翌日、ミズメとオトリは進路を大江山へと変更した。
春の大江山。
黄の金縷梅、白き田虫葉などが咲き、緑の椈群と入り混じって、秋山とは違った極彩色を見せている。
木陰や窪地には残雪が幽かに残り、梢には鷦鷯や小雀がさえずり、蝶もまた見目麗しく花から花へと旅をする。

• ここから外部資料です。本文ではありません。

PR #206, opened 2016-03-24
Remove jQuery dependency

levithomason:
# Migrated to #247

### DIFF
--- a/docs/app/Examples/modules/Dropdown/Content/AsyncOptions.js
+++ b/docs/app/Examples/modules/Dropdown/Content/AsyncOptions.js
@@ -47,12 +47,11 @@ export default class DropdownAsyncOptions extends Component {
           disabled={isFetching}
           loading={isFetching}
         />
-        <p>
-          <label>
-            <input type='checkbox' value={search} onChange={this.toggleSearch} />
-            {' '}Search
-          </label>
-        </p>
+        {' '}
+        <label>
+          <input type='checkbox' checked={search} onChange={this.toggleSearch} />
+          {' '}Search
+        </label>
         <pre>{JSON.stringify(this.state, null, 2)}</pre>
       </div>
     )


package.json
```diff
@@ -43,6 +43,7 @@
   "dependencies": {
     "bluebird": "^3.3.4",
     "classnames": "^2.1.5",
+    "keyboardevent-key-polyfill": "github:technologyadvice/keyboardevent-key-polyfill#0eb142e8d6845a90f23d21b468a3c8c8162b5a25",
```
levithomason: The space key was missing from this package, until it is published, we'll be using our fork.  See here:

https://github.com/cvan/keyboardevent-key-polyfill/issues/10

docs/app/Examples/modules/Dropdown/Content/AsyncOptions.js
```diff
@@ -1,16 +1,19 @@
 import _ from 'lodash'
-import cx from 'classnames'
 import faker from 'faker'
 import React, { Component } from 'react'
 import { Button, Dropdown } from 'stardust'
 
-const getOptions = () => _.times(3, () => {
+const getOptions = () => _.times(5, () => {
```
dvdzkwsk, line 6: 5 > 3

docs/app/Examples/modules/Dropdown/Content/AsyncOptions.js
```diff
@@ -25,23 +28,34 @@ export default class DropdownAsyncOptions extends Component {
...
+          loading={isFetching}
         />
+        <p>
+          <label>
+            <input type='checkbox' value={search} onChange={this.toggleSearch} />
+            {' '}Search
+          </label>
+        </p>
         <pre>{JSON.stringify(this.state, null, 2)}</pre>
+        {/*
```
dvdzkwsk: Cruft? (the comments)

src/addons/Select/Select.js
```diff
@@ -0,0 +1,29 @@
+/* eslint-disable valid-jsdoc */
```
dvdzkwsk, line 1: PRAISE JESUS

src/elements/Input/Input.js
```diff
@@ -59,6 +59,7 @@ export default class Input extends Component {
       'input'
     )
     const props = getUnhandledProps(this)
+    delete props.children
```
dvdzkwsk, line 61: This strikes me as strange/unintuitive. Not much else to add.

src/index.js
```diff
@@ -1,10 +1,15 @@
+import 'babel-polyfill'
```
dvdzkwsk: Not super cool with this if stardust relies on this polyfill being present. The furthest I'd go would be to tell people that certain features must be enabled (which can be done by them using the polyfill) but I'd really try to avoid including it yourself.

(Not only because of its weight, but because it pollutes the global scope which is fine for certain apps [case in point ours] but isn't something you want to apply to everyone using this library). Can it be avoided?

src/modules/Checkbox/Checkbox.js
```diff
@@ -45,7 +45,7 @@ export default class Checkbox extends Component {
   }
 
   componentWillUnmount() {
-    this.element.off()
+    _.invoke(this, 'element.off')
```
dvdzkwsk, line 48: Any specific reason for this change?

docs/app/Examples/modules/Dropdown/Content/AsyncOptions.js
levithomason, line 6: Needed the dropdown to scroll with options and have more items for search matches.  Again, this PR is not actually ready yet.

src/elements/Input/Input.js
levithomason, line 61: Yep, junk that is going away.

src/index.js
levithomason: Agreed, this has actually been in the lib but we should remove it.  We have lodash which covers most of what we're using polyfill for.

This will require a fair amount of changes, so we'll do this in another PR specifically for removing the polyfill.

「控えめながら、綺麗なところですね。大地の精霊も元気ですし、特に邪気も感じませんよ」
「殺しはしないって言ってたしね、鬼はそもそも気を隠すものだし」
「わっ、毒蛇!」
オトリが飛び退いた。一匹の蝮が茂みから茂みへと移動した。
「鬼を相手にしようってのに、蛇や虫で驚いてちゃ駄目じゃんか」
ミズメは苦笑する。
「えへへ、苦手なものは苦手なんです」
頭を掻いてはにかむオトリ。
ふたりは気楽に山道をゆく。
鬼の調伏を兼ねて、修行の成果を験してやろうという魂胆であった。
加えて、鬼の罪状からしてそれほど凶悪には思えないため、滅するよりも改心や自粛の要請を験せるやも知れぬなどと話し合っていた。
「誰か居ます」
相方が声を潜めて指をさした。
その先には背の高い異形の男の姿があった。
上半身は裸体、伏竹弓と笈を背負い、がっしりとした腕は死んだ兎の耳を掴んでいる。
何よりも、その肌のいやに白いことと、明るい栗色の巻き毛が目立っており、顔もまた彫りが深く、瞳は澄んだ海のような青である。
それから彼は下半身に虎の腰巻を身につけていた。
向こうもすでにこちらに気付いているらしく、特に身構えることなく視線を送ってきている。
「なんだか、鬼っぽいですね」
巫女が適当に決めつける。
「鬼かどうかはともかく、異つ国……北方の人間じゃないかな。蝦夷の地や、それよりももっと北には、ああいう容姿の人も暮らしているんだよ」
「ふうん……」
疑り深げな視線。大衆と異なる者が爪弾きになり、そこから鬼化するのはもはやお約束である。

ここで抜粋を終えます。